(EXTRACTED INFORMATION)

PR #517, opened 2022-05-06
fix: background color from theme with opacity

LiKang6688:
- a table background color has the highest priority
```
"object":{
  "straightTable": {
     backgroundColor:''
   }
}
```
- when there is no table background color, the CSS color for .qv-inner-object overrides the object and sheet background color from the theme.
```
.qv-object .qv-inner-object {
    background-color: rgba(254, 222, 235, 0.7) !important;
}
```

```
{
  backgroundColor:''
  "object":{
    backgroundColor:''
  }
}
```
- when the applied background color has opacity(like 0.2, not 0), the header background color should remove that opacity value (alpha value in rgba)

Screenshot 2022-05-07 at 01 33 44


src/table-theme-colors.js
```diff
@@ -1,7 +1,13 @@
 import { isDarkColor } from './table/utils/color-utils';
 
 export default function tableThemeColors(theme) {
-  const backgroundColor = theme.getStyle('object', 'straightTable', 'backgroundColor');
+  const qvInnerObject = document.querySelector('.qv-object .qv-inner-object');
+  const backgroundColorFromCSS = qvInnerObject && window.getComputedStyle?.(qvInnerObject).backgroundColor;
```
LiKang6688, line 5: Reference:
https://zellwk.com/blog/css-values-in-js/

src/table-theme-colors.js
```diff
@@ -1,7 +1,13 @@
 import { isDarkColor } from './table/utils/color-utils';
 
 export default function tableThemeColors(theme) {
-  const backgroundColor = theme.getStyle('object', 'straightTable', 'backgroundColor');
+  const qvInnerObject = document.querySelector('.qv-object .qv-inner-object');
```
haxxmaxx, line 4: So this is where the theme where we found the bug adds the color. But I think it could on both a higher and a lower level. We need to make sure it works for other use cases

src/table/components/TableWrapper.jsx
```diff
@@ -130,7 +130,7 @@ export default function TableWrapper(props) {
     borderStyle: 'solid',
     borderColor: theme.table.borderColor,
     height: '100%',
-    backgroundColor: theme.table.backgroundColor,
+    backgroundColor: theme.table.tableBackgroundColor ? theme.table.backgroundColor : 'inherit',
```
haxxmaxx, line 133: if `tableBackgroundColor` exists, use `backgroundColor`?

src/table/utils/color-utils.js
```diff
@@ -46,13 +47,25 @@ export function isDarkColor(color) {
...
     r = parseInt(matches[1], 16);
     g = parseInt(matches[2], 16);
     b = parseInt(matches[3], 16);
   }
+  let HSP = 0.299 * r + 0.587 * g + 0.114 * b;
+  HSP = a ? HSP / a : HSP;
   // Using the HSP (Highly Sensitive Poo) value, determine whether the color is light or dark
   // HSP < 125, the color is dark, otherwise, the color is light
-  return 0.299 * r + 0.587 * g + 0.114 * b < 125;
+  return a !== 0 && HSP < 125;
```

(End EXTRACTED INFORMATION)

**YOUR INSTRUCTIONS**
After reading the listing, write out every line of it exactly.

**RESPONSE TO THE TASK**
PR #517, opened 2022-05-06
fix: background color from theme with opacity

LiKang6688:
- a table background color has the highest priority
```
"object":{
  "straightTable": {
     backgroundColor:''
   }
}
```
- when there is no table background color, the CSS color for .qv-inner-object overrides the object and sheet background color from the theme.
```
.qv-object .qv-inner-object {
    background-color: rgba(254, 222, 235, 0.7) !important;
}
```

```
{
  backgroundColor:''
  "object":{
    backgroundColor:''
  }
}
```
- when the applied background color has opacity(like 0.2, not 0), the header background color should remove that opacity value (alpha value in rgba)

Screenshot 2022-05-07 at 01 33 44


src/table-theme-colors.js
```diff
@@ -1,7 +1,13 @@
 import { isDarkColor } from './table/utils/color-utils';
 
 export default function tableThemeColors(theme) {
-  const backgroundColor = theme.getStyle('object', 'straightTable', 'backgroundColor');
+  const qvInnerObject = document.querySelector('.qv-object .qv-inner-object');
+  const backgroundColorFromCSS = qvInnerObject && window.getComputedStyle?.(qvInnerObject).backgroundColor;
```
LiKang6688, line 5: Reference:
https://zellwk.com/blog/css-values-in-js/

src/table-theme-colors.js
```diff
@@ -1,7 +1,13 @@
 import { isDarkColor } from './table/utils/color-utils';
 
 export default function tableThemeColors(theme) {
-  const backgroundColor = theme.getStyle('object', 'straightTable', 'backgroundColor');
+  const qvInnerObject = document.querySelector('.qv-object .qv-inner-object');
```
haxxmaxx, line 4: So this is where the theme where we found the bug adds the color. But I think it could on both a higher and a lower level. We need to make sure it works for other use cases

src/table/components/TableWrapper.jsx
```diff
@@ -130,7 +130,7 @@ export default function TableWrapper(props) {
     borderStyle: 'solid',
     borderColor: theme.table.borderColor,
     height: '100%',
-    backgroundColor: theme.table.backgroundColor,
+    backgroundColor: theme.table.tableBackgroundColor ? theme.table.backgroundColor : 'inherit',
```
haxxmaxx, line 133: if `tableBackgroundColor` exists, use `backgroundColor`?

src/table/utils/color-utils.js
```diff
@@ -46,13 +47,25 @@ export function isDarkColor(color) {
...
     r = parseInt(matches[1], 16);
     g = parseInt(matches[2], 16);
     b = parseInt(matches[3], 16);
   }
+  let HSP = 0.299 * r + 0.587 * g + 0.114 * b;
+  HSP = a ? HSP / a : HSP;
   // Using the HSP (Highly Sensitive Poo) value, determine whether the color is light or dark
   // HSP < 125, the color is dark, otherwise, the color is light
-  return 0.299 * r + 0.587 * g + 0.114 * b < 125;
+  return a !== 0 && HSP < 125;
```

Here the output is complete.